• [RECORDS SUPPLIED]

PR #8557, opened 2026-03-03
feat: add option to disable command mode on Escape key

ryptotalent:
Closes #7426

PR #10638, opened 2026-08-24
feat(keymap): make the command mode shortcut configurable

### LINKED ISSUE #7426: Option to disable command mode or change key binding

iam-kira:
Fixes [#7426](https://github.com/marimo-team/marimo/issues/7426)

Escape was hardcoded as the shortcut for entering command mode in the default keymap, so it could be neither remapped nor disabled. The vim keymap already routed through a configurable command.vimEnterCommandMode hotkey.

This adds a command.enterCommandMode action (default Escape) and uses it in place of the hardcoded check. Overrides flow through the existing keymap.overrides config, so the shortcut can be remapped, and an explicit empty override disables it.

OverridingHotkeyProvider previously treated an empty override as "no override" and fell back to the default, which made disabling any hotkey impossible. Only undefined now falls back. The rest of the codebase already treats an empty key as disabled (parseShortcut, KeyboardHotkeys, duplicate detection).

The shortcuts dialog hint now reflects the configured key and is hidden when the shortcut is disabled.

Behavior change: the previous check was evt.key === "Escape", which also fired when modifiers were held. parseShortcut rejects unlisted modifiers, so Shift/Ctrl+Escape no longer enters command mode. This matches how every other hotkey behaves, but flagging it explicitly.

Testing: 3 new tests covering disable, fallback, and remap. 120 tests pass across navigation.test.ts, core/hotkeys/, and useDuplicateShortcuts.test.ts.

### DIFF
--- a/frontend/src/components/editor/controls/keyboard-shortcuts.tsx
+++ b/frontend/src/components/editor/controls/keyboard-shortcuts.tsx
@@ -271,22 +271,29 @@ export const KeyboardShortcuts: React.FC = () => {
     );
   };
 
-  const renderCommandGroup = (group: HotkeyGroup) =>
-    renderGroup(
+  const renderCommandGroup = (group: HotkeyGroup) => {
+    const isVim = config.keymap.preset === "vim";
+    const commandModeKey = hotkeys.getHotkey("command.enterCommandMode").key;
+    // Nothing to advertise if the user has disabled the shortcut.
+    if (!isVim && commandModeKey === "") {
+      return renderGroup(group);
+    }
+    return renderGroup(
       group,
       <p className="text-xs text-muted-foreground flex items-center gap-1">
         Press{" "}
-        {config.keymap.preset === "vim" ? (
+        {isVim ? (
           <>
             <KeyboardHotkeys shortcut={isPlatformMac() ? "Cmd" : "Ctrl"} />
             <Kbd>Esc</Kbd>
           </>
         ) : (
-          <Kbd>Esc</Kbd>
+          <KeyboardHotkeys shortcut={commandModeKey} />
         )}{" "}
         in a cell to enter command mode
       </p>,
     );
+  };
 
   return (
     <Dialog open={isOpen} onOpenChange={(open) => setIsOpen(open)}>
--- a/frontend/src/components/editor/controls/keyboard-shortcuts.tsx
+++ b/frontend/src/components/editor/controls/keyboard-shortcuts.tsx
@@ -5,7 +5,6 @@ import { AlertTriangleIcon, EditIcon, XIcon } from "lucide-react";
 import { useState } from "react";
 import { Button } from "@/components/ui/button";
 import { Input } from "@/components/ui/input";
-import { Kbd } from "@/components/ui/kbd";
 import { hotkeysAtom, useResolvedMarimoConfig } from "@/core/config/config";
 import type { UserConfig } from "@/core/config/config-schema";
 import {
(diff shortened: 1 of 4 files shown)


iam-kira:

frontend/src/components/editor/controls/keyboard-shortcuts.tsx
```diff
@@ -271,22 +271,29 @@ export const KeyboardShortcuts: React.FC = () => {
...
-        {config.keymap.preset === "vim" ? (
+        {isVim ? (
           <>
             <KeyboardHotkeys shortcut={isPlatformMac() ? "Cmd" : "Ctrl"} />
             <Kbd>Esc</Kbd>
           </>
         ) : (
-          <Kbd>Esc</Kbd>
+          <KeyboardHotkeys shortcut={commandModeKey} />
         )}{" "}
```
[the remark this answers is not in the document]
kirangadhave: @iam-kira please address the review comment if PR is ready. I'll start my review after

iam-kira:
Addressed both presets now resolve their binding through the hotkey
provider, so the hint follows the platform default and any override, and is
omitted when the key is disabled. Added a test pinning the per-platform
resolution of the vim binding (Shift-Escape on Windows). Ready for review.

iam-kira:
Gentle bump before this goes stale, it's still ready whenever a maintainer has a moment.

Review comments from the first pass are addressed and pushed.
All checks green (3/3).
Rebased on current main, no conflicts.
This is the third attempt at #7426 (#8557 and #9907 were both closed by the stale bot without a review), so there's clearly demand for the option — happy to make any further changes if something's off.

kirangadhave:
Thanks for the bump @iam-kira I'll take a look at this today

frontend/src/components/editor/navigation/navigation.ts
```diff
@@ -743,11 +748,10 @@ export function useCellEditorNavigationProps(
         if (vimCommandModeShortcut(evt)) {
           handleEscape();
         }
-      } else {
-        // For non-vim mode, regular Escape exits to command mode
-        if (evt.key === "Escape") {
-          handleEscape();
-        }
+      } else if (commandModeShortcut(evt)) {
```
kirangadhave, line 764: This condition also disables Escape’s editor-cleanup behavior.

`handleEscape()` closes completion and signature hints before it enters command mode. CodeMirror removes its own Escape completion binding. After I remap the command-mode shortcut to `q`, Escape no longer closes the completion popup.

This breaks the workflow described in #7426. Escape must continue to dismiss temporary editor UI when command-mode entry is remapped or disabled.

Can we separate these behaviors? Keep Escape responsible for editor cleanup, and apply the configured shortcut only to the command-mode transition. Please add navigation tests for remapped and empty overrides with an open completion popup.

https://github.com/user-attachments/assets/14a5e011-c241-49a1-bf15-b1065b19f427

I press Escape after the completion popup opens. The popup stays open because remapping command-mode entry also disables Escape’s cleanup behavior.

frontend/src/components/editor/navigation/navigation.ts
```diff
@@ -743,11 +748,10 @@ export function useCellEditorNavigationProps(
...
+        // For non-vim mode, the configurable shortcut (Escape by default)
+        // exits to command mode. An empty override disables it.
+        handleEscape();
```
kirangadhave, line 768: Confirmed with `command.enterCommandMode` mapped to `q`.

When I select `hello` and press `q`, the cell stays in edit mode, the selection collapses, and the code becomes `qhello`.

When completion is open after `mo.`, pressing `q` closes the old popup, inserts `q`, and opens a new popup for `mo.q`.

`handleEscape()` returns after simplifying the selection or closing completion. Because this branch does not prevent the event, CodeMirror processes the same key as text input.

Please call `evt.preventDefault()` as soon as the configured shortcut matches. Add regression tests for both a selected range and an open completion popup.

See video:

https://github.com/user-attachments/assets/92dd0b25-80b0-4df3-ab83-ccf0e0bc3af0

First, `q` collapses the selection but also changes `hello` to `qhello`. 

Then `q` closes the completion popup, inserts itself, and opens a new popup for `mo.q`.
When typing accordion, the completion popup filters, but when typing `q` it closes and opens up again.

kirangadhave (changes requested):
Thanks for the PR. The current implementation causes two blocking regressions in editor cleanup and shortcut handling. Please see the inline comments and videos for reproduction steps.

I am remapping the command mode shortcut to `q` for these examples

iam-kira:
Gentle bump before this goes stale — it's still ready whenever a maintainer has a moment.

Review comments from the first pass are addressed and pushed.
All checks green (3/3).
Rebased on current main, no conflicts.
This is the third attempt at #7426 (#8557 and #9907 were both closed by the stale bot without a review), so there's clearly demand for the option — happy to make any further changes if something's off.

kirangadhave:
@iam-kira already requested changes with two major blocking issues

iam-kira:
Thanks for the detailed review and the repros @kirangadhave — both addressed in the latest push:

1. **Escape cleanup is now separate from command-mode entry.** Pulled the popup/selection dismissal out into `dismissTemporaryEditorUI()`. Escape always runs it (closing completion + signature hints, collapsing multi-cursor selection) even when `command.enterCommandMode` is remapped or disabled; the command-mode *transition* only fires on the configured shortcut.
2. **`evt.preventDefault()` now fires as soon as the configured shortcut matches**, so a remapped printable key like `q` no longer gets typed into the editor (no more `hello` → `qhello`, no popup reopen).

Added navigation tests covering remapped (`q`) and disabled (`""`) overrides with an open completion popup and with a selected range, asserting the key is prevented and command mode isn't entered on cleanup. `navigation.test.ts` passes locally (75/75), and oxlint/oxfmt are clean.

• [WORK ORDER] All lines from the one containing "1. **Escape cleanup" to the last line above should be reproduced exactly, and no other lines should be given.

• [RESULT FOR THIS EXERCISE]
1. **Escape cleanup is now separate from command-mode entry.** Pulled the popup/selection dismissal out into `dismissTemporaryEditorUI()`. Escape always runs it (closing completion + signature hints, collapsing multi-cursor selection) even when `command.enterCommandMode` is remapped or disabled; the command-mode *transition* only fires on the configured shortcut.
2. **`evt.preventDefault()` now fires as soon as the configured shortcut matches**, so a remapped printable key like `q` no longer gets typed into the editor (no more `hello` → `qhello`, no popup reopen).

Added navigation tests covering remapped (`q`) and disabled (`""`) overrides with an open completion popup and with a selected range, asserting the key is prevented and command mode isn't entered on cleanup. `navigation.test.ts` passes locally (75/75), and oxlint/oxfmt are clean.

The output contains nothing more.